Across the material below, how many lines contain the word "peer"? Give only the number.
*** Begin section ***
Issue #756, opened 2020-09-16
[docs] Add configuration example in docs for Bootstrap


jacobheun:
We currently don't have any docs in the configuration readme on how to setup libp2p-bootstrap. Additionally the readme in that repo doesn't provide a useful example of how to use it with libp2p.

We should:
1. Update https://github.com/libp2p/js-libp2p/blob/master/doc/CONFIGURATION.md to include a configuration code snippet for Bootstrap
2. Update the https://github.com/libp2p/js-libp2p-bootstrap#usage section in `libp2p-bootstrap` to show how it's actually configured in `libp2p`.

a1300:
Relates to #807

PR #859, opened 2021-01-13
docs: Add bootstrap to custom peer discovery

acolytec3:
Addresses point 1 under #756.  

cc: @jacobheun @vasco-santos 

I wasn't clear from the issue description if the snippet desired is just an addition to the existing custom peer discovery or a whole separate section.  If the latter, let me know and I'm happy to re-write.

### DIFF
--- a/doc/CONFIGURATION.md
+++ b/doc/CONFIGURATION.md
@@ -261,13 +261,14 @@ const TCP = require('libp2p-tcp')
 const MPLEX = require('libp2p-mplex')
 const { NOISE } = require('libp2p-noise')
 const MulticastDNS = require('libp2p-mdns')
+const Bootstrap = require('libp2p-bootstrap')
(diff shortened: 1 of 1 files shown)


vasco-santos (changes requested):
This looks good, as we also had the options for bootstrap below. Thanks for the PR

I would like to ask you a few changes on the configuration though:
- Use `[Bootstrap.tag]` in the config part instead of `Bootstrap`. This is the same, but is less "magical" and will help users understand what this key really is
- Add `enabled: true` to the bootstrap config. It is `true` by default but I think it is helpful to have it there.
- Move the comment `// ...other discovery module options` to the line after, that is, outside the bootstrap configuration option.

vasco-santos (approved):
LGTM! Thanks 👍🏼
*** End section ***
Solution:
2